Background on the Balkans warFollowing the German attack on the Soviet Union in June 1941, the Yugoslavian Communist Party was freed of restraints imposed by USSR need to avoid entanglement in European war. Communists became leaders in organizing resistance forces against Nazis. The party moved its organizational apparatus into Serbian mountains and began the Partisan campaign that changed the course of Yugoslavian history. Communists developed a successful policy widely recognized to have been instrumental in the victory over occupation forces.
Communists had a difficult time persuading Albanians in Kosovo to join Partisan ranks because the latter were chauvinistically inclined towards the Serbs (whose nationalism could be a problem but who also comprised the majority of both crack-unit Proletarian Brigades and regular Partisan formations). Also, Albanian Communists supported the claims of Albania to Kosovo but Yugoslavian Communists refused to consider any concessions to Albanian nationalist sentiment in the province.
The war years and their immediate aftertmath were marked by growing hostility between Communists (who initially took measures to ensure impartial treatment of minorities but later engaged in repressive actions) and intransigent nationalist elements in minority populations (of which Albanians were the most hostile). Imer Berisa, an advocate "Greater Albania" led an open revolt against the Partisan movement in 1944 that continued against the new Communist regime in 1945. Kosovo Albanian separatist militias eventually went underground (and were never completely eliminated), the Kosovo Albanian population remained aliented from the government, and the post-war position of the Communists was never secure in the region.

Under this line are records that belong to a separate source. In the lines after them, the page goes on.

PR #196, opened 2026-05-08
Add OInK action chunk tracking example

### LINKED ISSUE #191: Proposal: Add example for constrained tracking of learned policy action chunks
Hi RoboPlanners, 

I am new to contributing to RoboPlan and would like to check whether this would be a useful contribution before I start implementing it. 

I am interested in adding a small Python example showing how RoboPlan can be used as a constraint-aware tracking layer for learned robot policies. 

Proposed example: 
- Use an existing example robot model, preferably Kinova Gen3 if suitable. 
- Define a mock learned-policy output as a short-horizon Cartesian action chunk. 
- Convert each Cartesian delta into a desired end-effector target pose. 
- Use RoboPlan IK or OInK to compute feasible robot configurations. 
- Visualize or print the resulting constrained trajectory. 
- Keep the example independent of any specific learning framework. 

My goal would be to start with a small, simple example first, then adjust based on maintainer feedback. Would this fit the direction of the project? If yes, I would be happy to work on a first version.

muslim-adedamola:
#191 
## Summary

This PR adds a RoboPlan example demonstrating how short-horizon action chunks from a learned policy can be tracked through OInK.

The example supports two mock policy action spaces:

- Cartesian/end-effector deltas: `[dx, dy, dz, droll, dpitch, dyaw]`
- Joint-space deltas: `[dq_1, dq_2, ..., dq_n]`

The sparse action chunks are converted into sparse target poses/configurations, interpolated at a smaller control timestep, and tracked using OInK with position and velocity limits.

## Visualization

The example visualizes:

- Orange markers: sparse policy waypoints
- Gray trace: dense interpolated targets
- Blue trace: executed OInK-constrained trajectory
- Red marker: current end-effector position during animation/stepping

The Viser GUI includes buttons to animate the trajectory, step through it, or reset.

## Tested

I tested the example with:

- Kinova Gen3
- Franka
- UR5

Example commands:

```bash
python roboplan_examples/python/example_action_chunk_tracking.py --model kinova --action-space cartesian
python roboplan_examples/python/example_action_chunk_tracking.py --model kinova --action-space joint
python roboplan_examples/python/example_action_chunk_tracking.py --model franka --action-space joint
python roboplan_examples/python/example_action_chunk_tracking.py --model ur5 --action-space cartesian
```

***Notes

While testing, I noticed that Kinova appears to initialize from the zero configuration by default, unlike the UR5 and Franka examples. I added an optional `--use-kinova-home` flag to demonstrate a more recognizable Kinova ready/home pose.

```bash
python roboplan_examples/python/example_action_chunk_tracking.py --model kinova --action-space cartesian --use-kinova-home
```


roboplan_examples/python/example_action_chunk_tracking.py
```diff
@@ -0,0 +1,792 @@
...
+    model_data,
+    v_indices: np.ndarray,
+    num_velocity_variables: int,
+    use_kinova_home: bool = False,
+) -> np.ndarray:
+    """Return a good starting configuration for the selected model.
+
+    For most models, it uses the starting configuration from common.py. For Kinova, it integrates
+    a recognizable home/ready arm pose from the neutral scene configuration.
+    """
```
sea-bass, line 192: honestly, I would just change the starting joint positions of the Kinova robot to be something like this. This is much better than the zero position.

roboplan_examples/python/example_action_chunk_tracking.py
```diff
@@ -0,0 +1,792 @@
...
+        q_end = pin.Quaternion(end.rotation)
+
+        for k in range(substeps):
+            alpha = k / float(substeps)
+            translation = (1.0 - alpha) * start.translation + alpha * end.translation
+            rotation = q_start.slerp(alpha, q_end).matrix()
+            dense.append(pin.SE3(rotation, translation).homogeneous)
+
+    dense.append(np.asarray(waypoints[-1], dtype=float))
+    return dense
```
sea-bass: I feel like this stuff should be part of the core library in C++ and python binded.

But maybe okay for now just to make a utilities file in Python

roboplan_examples/python/example_action_chunk_tracking.py
```diff
@@ -0,0 +1,792 @@
...
+    return np.asarray([np.asarray(tform)[:3, 3].copy() for tform in target_transforms])
+
+
+# Compute EE positions induced by full joint-space target configurations.
+def joint_target_positions(
+    scene: Scene,
+    q_full_targets: list[np.ndarray],
+    ee_frame_name: str,
+) -> np.ndarray:
+    return compute_end_effector_positions(scene, q_full_targets, ee_frame_name)
```
sea-bass: if this function just calls an existing function, seems unnecessary

roboplan_examples/python/example_action_chunk_tracking.py
```diff
@@ -0,0 +1,792 @@
...
+        try:
+            viz.viewer.scene.add_icosphere(
+                f"{waypoint_root}/step_{idx}",
+                radius=waypoint_radius,
+                position=position,
+                color=waypoint_color,
+            )
+        except Exception as exc:
+            print(f"Warning: could not draw waypoint marker {idx}: {exc}")
+            break
```
sea-bass: maybe move this stuff to the `visualization.py` file?

roboplan_examples/python/example_action_chunk_tracking.py
```diff
@@ -0,0 +1,792 @@
...
+    # Show the fixed start configuration before creating targets or solving any
+    # trajectory. This prevents the example from implicitly using the robot's
+    # default model pose as the beginning of the action chunk.
+    scene.setJointPositions(q_start)
+    viz.display(q_start)
+
+    # Set up OInK only after the scene has been placed at the selected start
+    # configuration.
+    scene.setJointPositions(q_start)
+    oink = Oink(scene, joint_group)
```
sea-bass: might be good in this case to set up the oink stuff in a helper function

roboplan_examples/python/example_action_chunk_tracking.py
```diff
@@ -0,0 +1,792 @@
...
+            viz.viewer.scene.add_line_segments(
+                name,
+                points=line_segments,
+                color=color,
+                line_width=line_width,
+            )
+        except Exception as exc:
+            print(f"Warning: could not draw line-segment trace {name}: {exc}")
+    except Exception as exc:
+        print(f"Warning: could not draw line-segment trace {name}: {exc}")
```
sea-bass: too much try/catch, maybe consider just making this work on the latest version of viser

sea-bass (commented):
Thank you!

I didn't run/test it yet, but there is definitely a lot of code at ~700 lines of code for an example. There might be some redundant/unnecessary stuff (I suggested a few places), and others that can live elsewhere.

muslim-adedamola:
Thank you for the review! I have pushed a pass addressing all comments.

bindings/src/roboplan/interpolation.py
```diff
@@ -0,0 +1,69 @@
...
+
+
+def computeStepsPerSegment(policy_dt: float, control_dt: float) -> int:
+    """Compute the number of interpolation steps per policy segment."""
+    if policy_dt <= 0.0:
+        raise ValueError("policy_dt must be positive.")
+    if control_dt <= 0.0:
+        raise ValueError("control_dt must be positive.")
+
+    return max(1, int(math.ceil(policy_dt / control_dt)))
```
sea-bass: Two comments:

1. I'm not entirely sure what `policy_dt` means in this setting, but presumably the duration of an action chunk from a policy? Could this more generally be renamed to `segment_time` since it could be used in other applications too?
2. Shouldn't this be `ceil(policy_dt / control_dt) + 1`? For example, if a segment is 1 second and has a sample time of 0.1, there should be 11 points, not 10.

bindings/src/roboplan/interpolation.py
```diff
@@ -0,0 +1,69 @@
+import math
+
+import numpy as np
+import pinocchio as pin
+
+from roboplan.core import Scene
+
+
+def computeStepsPerSegment(policy_dt: float, control_dt: float) -> int:
+    """Compute the number of interpolation steps per policy segment."""
```
sea-bass: Make sure you also add the arguments/return values to all these docstrings!

bindings/src/roboplan/interpolation.py
```diff
@@ -0,0 +1,69 @@
...
+        raise ValueError("policy_dt must be positive.")
+    if control_dt <= 0.0:
+        raise ValueError("control_dt must be positive.")
+
+    return max(1, int(math.ceil(policy_dt / control_dt)))
+
+
+def interpolateConfigurationWaypoints(
+    scene: Scene,
+    waypoints: list[np.ndarray] | np.ndarray,
```
sea-bass: do we need to support `np.ndarray`, or should this just always be a list? Particularly because `len(waypoints)` means different things whether it's a list or not.

bindings/src/roboplan/interpolation.py
```diff
@@ -0,0 +1,69 @@
...
+    """
+    if len(waypoints) < 2:
+        return list(waypoints)
+
+    steps_per_segment = computeStepsPerSegment(policy_dt, control_dt)
+    dense_waypoints = []
+
+    for idx in range(len(waypoints) - 1):
+        start = np.asarray(waypoints[idx])
+        end = np.asarray(waypoints[idx + 1])
```
sea-bass: This is redundantly calling `np.asarray` on the same data for all points except for the first and last... but also, isn't this already a list of `np.ndarray`s? So do we even need the conversion in this case? I think not.

bindings/src/roboplan/interpolation.py
```diff
@@ -0,0 +1,69 @@
...
+
+        for step in range(steps_per_segment):
+            alpha = step / steps_per_segment
+            dense_waypoints.append(scene.interpolate(start, end, alpha))
```
sea-bass: I think I see a major flaw in this, in that it assumes that all waypoints are evenly spaced in time (which is that `policy_dt`). You could actually make this more generic if you use the `JointTrajectory` type in `roboplan/include/roboplan/core/types.hpp`. And then you can actually use the `times` field to determine actual spacing.

There would need to be a new `CartesianTrajectory` added here too, which I think is worthwhile!

roboplan_examples/python/example_action_chunk_tracking.py
```diff
@@ -0,0 +1,567 @@
...
+
+    current_target = scene.forwardKinematics(q_start, ee_frame_name)
+    targets = [current_target.copy()]
+
+    target_se3 = pin.SE3(current_target)
+    for delta in action_chunk:
+        target_se3 = target_se3 * se3_from_delta(delta)
+        targets.append(target_se3.homogeneous.copy())
+
+    return targets
```
sea-bass: Cartesian action chunks don't have to be relative... they can just be absolute, and in fact I would recommend having them be absolute so you don't need the `se3_from_delta` function.

I mean, overall I suppose it would be nice to support both, but for simplicity maybe absolute is the way to go.

---

Secondarily, I find it a little inconvenient that we're converting numpy to Pinocchio to do transformations, and then back to numpy, and then back to Pinocchio to do the interpolation down the line. Another reason for doing all the relative stuff before this step, and having the homogeneous matrices ready to go.

roboplan_examples/python/example_action_chunk_tracking.py
```diff
@@ -0,0 +1,567 @@
...
+    targets = [np.asarray(q_full_start, dtype=float).copy()]
+    q_target = np.asarray(q_full_start, dtype=float).copy()
+
+    for delta_group in action_chunk:
+        delta_full = np.zeros(num_velocity_variables)
+        delta_full[v_indices] = np.asarray(delta_group, dtype=float)
+        q_target = scene.integrate(q_target, delta_full)
+        targets.append(q_target.copy())
+
+    return targets
```
sea-bass: same comment here re: action chunks being absolute instead of relative

roboplan_examples/python/example_action_chunk_tracking.py
```diff
@@ -0,0 +1,567 @@
...
+
+    The joint-space action chunk lives in the robot tangent/velocity space, not
+    directly in configuration space. Therefore, each delta is lifted into the full
+    velocity vector and applied using scene.integrate().
+    """
+    targets = [np.asarray(q_full_start, dtype=float).copy()]
+    q_target = np.asarray(q_full_start, dtype=float).copy()
+
+    for delta_group in action_chunk:
+        delta_full = np.zeros(num_velocity_variables)
```
sea-bass: you can just initialize this once outside the for loop

roboplan_examples/python/example_action_chunk_tracking.py
```diff
@@ -0,0 +1,567 @@
...
+def compute_end_effector_positions(
+    scene: Scene,
+    configurations: list[np.ndarray],
+    ee_frame_name: str,
+) -> np.ndarray:
+
+    positions = []
+
+    for q in configurations:
+        scene.setJointPositions(q)
```
sea-bass: do you need to do this for the forward kinematics to work? I don't think so

roboplan_examples/python/example_action_chunk_tracking.py
```diff
@@ -0,0 +1,567 @@
...
+        ee_tform = scene.forwardKinematics(q, ee_frame_name)
+        positions.append(ee_tform[:3, 3].copy())
+
+    return np.asarray(positions)
+
+
+# Extract xyz positions from Cartesian SE(3) target transforms
+def cartesian_target_positions(target_transforms: list[np.ndarray]) -> np.ndarray:
+    return np.asarray([np.asarray(tform)[:3, 3].copy() for tform in target_transforms])
```
sea-bass: why are we extracting only the position part? Is there any harm in having the trajectories be full 4x4 homogeneous matrices corresponding to position and orientation?

roboplan_examples/python/example_action_chunk_tracking.py
```diff
@@ -0,0 +1,567 @@
...
+
+# Create an OInK solver from a fixed starting configuration
+def create_oink_solver(
+    scene: Scene,
+    joint_group: str,
+    q_start: np.ndarray,
+) -> Oink:
+
+    scene.setJointPositions(q_start)
+    return Oink(scene, joint_group)
```
sea-bass: this helper function is just 2 lines, I think you can remove it... my original comment was to also have all the other tasks and constraints in here, in which case it would justify needing this.

roboplan_examples/python/example_action_chunk_tracking.py
```diff
@@ -0,0 +1,567 @@
...
+        pin.GeometryType.VISUAL,
+        package_dirs=package_paths,
+    )
+
+    viz = ViserVisualizer(model_pin, collision_model, visual_model)
+    viz.initViewer(open=True, loadModel=True, host=host, port=port)
+    viz.display(q_start)
+
+    # Set up OInK after fixing the scene at the selected start configuration.
+    oink = create_oink_solver(scene, joint_group, q_start)
```
sea-bass: if the action space is joint, we don't even need to create the oink solver, right?

roboplan_examples/python/example_action_chunk_tracking.py
```diff
@@ -0,0 +1,567 @@
...
+        step_button.disabled = True
+        reset_button.disabled = True
+
+        if state["step_idx"] >= len(trajectory) - 1:
+            state["step_idx"] = 0
+
+        try:
+            for idx in range(state["step_idx"], len(trajectory)):
+                display_step(idx)
+                time.sleep(animation_dt)
```
sea-bass: I don't think this is correct, since the default parameters are saying you're going to sleep 0.03 seconds between every waypoint no matter what the frequency is? So it makes the animation look really slow. Could you please check it?

roboplan_examples/python/example_action_chunk_tracking.py
```diff
@@ -0,0 +1,567 @@
...
+    print("  blue:   executed OInK-constrained trajectory")
+    print("  red:    current end-effector position")
+    print(
+        "Use the Viser GUI buttons to animate, step through, or reset the trajectory."
+    )
+
+    state = {
+        "step_idx": 0,
+        "animating": False,
+    }
```
sea-bass: Making this be a dictionary is not great. Either use 2 separate variables (my preference because it's simpler), or make this a dataclass.

sea-bass (commented):
Just tested and gave the code a more thorough look -- thanks for your patience!

First off, the default Cartesian action chunk is very short here and hard to visualize, especially since the Robotiq covers a lot of the information. Could we make this follow a longer path? It also isn't possible to view all the layers here, the orange and red dots dominate everything. Another reason to space out the action chunks some more!

Image

There might actually be a way to also set the "layer" or priority in Viser so these lines always display on top of the robot? But I'm not sure.

When I extended the action chunk size, I noticed that the oink trajectory does not track very well for the Kinova or Franka.

Image

Image

For the UR5 it's okay. So maybe this should be the default model? Or the trajectory should be better tuned for the Kinova kinematics?

Image

Even worse for the SO-101:

Image

Finally, when I choose `dual` as my model, the example works, but it only does the action chunk for one of the arms. Is that expected, or should it work for both end effectors?

Image

---

As a final comment, but not necessarily for this PR, it would be nice if there was an example showing switching between two action chunks online to see how the IK solver reacts, and then plotting the joint trajectories over time. That would really solidify the value of this.

sea-bass:
Another interesting idea (not required) is that the "Step Once" button is actually too dense to be useful, since the number of steps is pretty large. I think Viser has the option of setting up sliders, so users can manually drag the robot arm along the action chunk. That would be really cool!

bindings/src/roboplan/interpolation.py
sea-bass: ... although if this is done per segment, then the final point of one segment would be the first point of the next segment. So have to also consider that downstream to not duplicate the same point at the waypoints.

muslim-adedamola:
Thanks again for the detailed review!!

I pushed another update. Main changes:

* Renamed `policy_dt` to `segment_time` and updated the docstrings.
* Fixed interpolation sampling so each segment includes both endpoints while avoiding duplicate shared waypoints.
* Added `interpolateJointTrajectory(...)` so joint trajectories can use `JointTrajectory.times` instead of assuming equal segment timing.
* Changed the mock Cartesian and joint chunks to use sparse absolute targets.
* Kept Cartesian targets as full 4x4 homogeneous transforms, and only extract xyz positions for trace visualization.
* Removed the small `create_oink_solver(...)` helper.
* Only create/use OInK for Cartesian tracking; joint-space targets are directly interpolated as configurations.
* Made UR5 the default model and made the default Cartesian/joint chunks more visually clear.
* Replaced the dense “Step once” button with a slider.
* Updated animation timing to use the control timestep with a playback speed multiplier.
* Clarified that multi-arm models like `dual` currently track only the default joint group / first end-effector.

A few notes from my side:

* I initially tested mainly with Franka, UR5, and Kinova, so I did not catch the `dual` and SO-101 behavior until you pointed it out.
* I did not implement coordinated dual-arm tracking yet because it seems like it could make this example much larger. My current thinking is that dual-arm action chunk tracking may be better as a separate example, but I’m happy to add it here if you’d prefer.
* I didn’t add a `CartesianTrajectory` equivalent yet because, unlike `JointTrajectory`, it does not currently exist in the core C++ types / Python bindings. For now, Cartesian targets are still handled as lists of full 4x4 homogeneous transforms and interpolated with `interpolateSE3Waypoints(...)`. Would you prefer that I add a proper `CartesianTrajectory` type and expose it through the Python bindings in this PR, or should we keep that as a follow-up?

* I noticed that joint-space target chunks track well across the robots. The larger divergence seems to happen mainly with Cartesian tracking, likely because the OInK position/velocity limits add constraints to the motion (my thinking, i may be wrong). I attached screenshots showing this (first 4, cartesian tracking, last 4, joint-space tracking). I can debug that further too if you think it should be improved in this PR.
j4-imageonline co-merged(1)



Let me know what you think!

roboplan_examples/python/example_action_chunk_tracking.py
sea-bass: bumping this comment

roboplan_examples/python/example_action_chunk_tracking.py
sea-bass: bumping this comment

sea-bass (commented):
Looks much better! I think there are just 2 comments left from previous review and should be good.

roboplan_examples/python/example_action_chunk_tracking.py
```diff
@@ -0,0 +1,549 @@
...
+        animating = True
+        animate_button.disabled = True
+        step_slider.disabled = True
+        reset_button.disabled = True
+
+        start_step_idx = int(step_slider.value)
+        if start_step_idx >= len(trajectory) - 1:
+            start_step_idx = 0
+
+        try:
```
sea-bass: does this need to be in a try block?

muslim-adedamola: It doesn’t actually. I added it so the GUI controls would be re-enabled just in case the animation loop exited unexpectedly.

I’ll simplify it and remove it then.

muslim-adedamola:
> Thanks again for the detailed review!!
> 
> I pushed another update. Main changes:
> 
>     * Renamed `policy_dt` to `segment_time` and updated the docstrings.
> 
>     * Fixed interpolation sampling so each segment includes both endpoints while avoiding duplicate shared waypoints.
> 
>     * Added `interpolateJointTrajectory(...)` so joint trajectories can use `JointTrajectory.times` instead of assuming equal segment timing.
> 
>     * Changed the mock Cartesian and joint chunks to use sparse absolute targets.
> 
>     * Kept Cartesian targets as full 4x4 homogeneous transforms, and only extract xyz positions for trace visualization.
> 
>     * Removed the small `create_oink_solver(...)` helper.
> 
>     * Only create/use OInK for Cartesian tracking; joint-space targets are directly interpolated as configurations.
> 
>     * Made UR5 the default model and made the default Cartesian/joint chunks more visually clear.
> 
>     * Replaced the dense “Step once” button with a slider.
> 
>     * Updated animation timing to use the control timestep with a playback speed multiplier.
> 
>     * Clarified that multi-arm models like `dual` currently track only the default joint group / first end-effector.
> 
> 
> A few notes from my side:
> 
>     * I initially tested mainly with Franka, UR5, and Kinova, so I did not catch the `dual` and SO-101 behavior until you pointed it out.
> 
>     * I did not implement coordinated dual-arm tracking yet because it seems like it could make this example much larger. My current thinking is that dual-arm action chunk tracking may be better as a separate example, but I’m happy to add it here if you’d prefer.
> 
>     * I didn’t add a `CartesianTrajectory` equivalent yet because, unlike `JointTrajectory`, it does not currently exist in the core C++ types / Python bindings. For now, Cartesian targets are still handled as lists of full 4x4 homogeneous transforms and interpolated with `interpolateSE3Waypoints(...)`. Would you prefer that I add a proper `CartesianTrajectory` type and expose it through the Python bindings in this PR, or should we keep that as a follow-up?
> 
>     * I noticed that joint-space target chunks track well across the robots. The larger divergence seems to happen mainly with Cartesian tracking, likely because the OInK position/velocity limits add constraints to the motion (my thinking, i may be wrong). I attached screenshots showing this (first 4, cartesian tracking, last 4, joint-space tracking). I can debug that further too if you think it should be improved in this PR.
> 
> 
> j4-imageonline co-merged(1)
> 
> Let me know what you think!

Seems like you missed it. Could you please let me know what you think regarding the dual arm, CartesianTrajectory, and the divergence?

sea-bass:
Oh, sorry -- I didn't miss it, I was just OK with how it was now and think after the small fixes we should merge this!

So to clarify:
* No need to support dual end effector yet
* No need to create a new `CartesianTrajectory` in C++ yet
* The divergence worries me a little bit. Just for curiosity, what happens if you exclude the velocity limit and/or position limits in the OInK solver? Do the trajectories match better? It would be good to know if it's because of this, or if there's maybe bugs with OInK.

Thank you!

muslim-adedamola:
> Oh, sorry -- I didn't miss it, I was just OK with how it was now and think after the small fixes we should merge this!
> 
> So to clarify:
> 
>     * No need to support dual end effector yet
> 
>     * No need to create a new `CartesianTrajectory` in C++ yet
> 
>     * The divergence worries me a little bit. Just for curiosity, what happens if you exclude the velocity limit and/or position limits in the OInK solver? Do the trajectories match better? It would be good to know if it's because of this, or if there's maybe bugs with OInK.
> 
> 
> Thank you!

Great.
So regarding the divergence, I checked it more.

Removing just the PositionLimit and/or VelocityLimit did not significantly change the divergence. 

The bigger factor seems to be the ConfigurationTask regularization. When I removed it and used only the Cartesian FrameTask, UR5, Kinova, and Franka tracked the target much more closely, even with PositionLimit + VelocityLimit restored. (Likely Explanation, configuration task was pulling the robot toward the default configuration while the frame task was trying to track the Cartesian target. This bias created the divergence).

With only the FrameTask, I measured about:

mean error: 0.0046 m
max error: 0.0082 m
final error: 0.0082 m

For SO-101, it was a bit different. in addition to removing the FrameTask, it only tracked well when I removed either both limits or the PositionLimit. Once the limits were restored, the divergence came back. So my guess is that the target path may be outside what the constrained SO-101 model can comfortably follow, while for UR5/Kinova/Franka the earlier divergence was mostly from the configuration regularization task. I attached screenshots too.

c6-imageonline co-merged


--------------------------------------------------------------------------------------------------------------------------------------------------------------------------

What do you think? should I remove the ConfigurationTask from this example and keep the OInK position/velocity limits? That seems to give clearer default tracking while still demonstrating constrained Cartesian tracking.

sea-bass:
Oh yeah! Let's actually remove the configurationtask (or set the gain/regularization very low) and keep the limits, and that should be great. Thank you for checking.

muslim-adedamola:
All done
Thanks for the helpful reviews!

sea-bass:
Just tested it one more time and made small cleanups -- I really like how the slider turned out. Thanks for the iteration @muslim-adedamola !

muslim-adedamola:
Very happy to be of help :blush:

sea-bass (approved):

Kosovo was designated as one of two autonomous regions in the Yugoslavian federal system that was formally established in the fall of 1945. It was not considered a homeland area for minorities but was considered a place of mixed nationality requiring special status because of problems associated with relations among different national groups. Early on, a group of Kosovo Albanians tried to take advantage of the break with the Soviet Union by provoking the police into arresting and killing innocent Albanians in order to turn Albanian sentiment even more against the Yugoslavians. Communist distrust of Kosovo Albanians (based on perception that they were political unreliable) increased which in turn heightened ethnic Albanian nationalist sentiment. The situation reached a state of emergency in the mid-1950s. In 1959, the Yugoslavian League of Communists enacted plans to improve the status of minorities and initiated a program of economic development for Kosovo. Despite these actions, there was an uprising of Kosovo Albanians in 1960 and an aborted coup in 1964.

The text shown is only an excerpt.